_What you will do_. The word "provenance" may appear in some lines of the data; copy every such line.

Saved entries:
Start of Block
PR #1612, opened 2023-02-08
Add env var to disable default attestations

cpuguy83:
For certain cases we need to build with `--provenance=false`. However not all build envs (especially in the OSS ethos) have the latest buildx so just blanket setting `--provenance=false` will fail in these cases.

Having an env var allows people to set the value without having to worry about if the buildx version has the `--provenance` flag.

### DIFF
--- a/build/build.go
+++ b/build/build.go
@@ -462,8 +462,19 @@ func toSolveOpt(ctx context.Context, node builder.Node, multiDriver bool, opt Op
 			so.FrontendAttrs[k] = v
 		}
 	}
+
End of Block
_Answer for this exercise_.
For certain cases we need to build with `--provenance=false`. However not all build envs (especially in the OSS ethos) have the latest buildx so just blanket setting `--provenance=false` will fail in these cases.
Having an env var allows people to set the value without having to worry about if the buildx version has the `--provenance` flag.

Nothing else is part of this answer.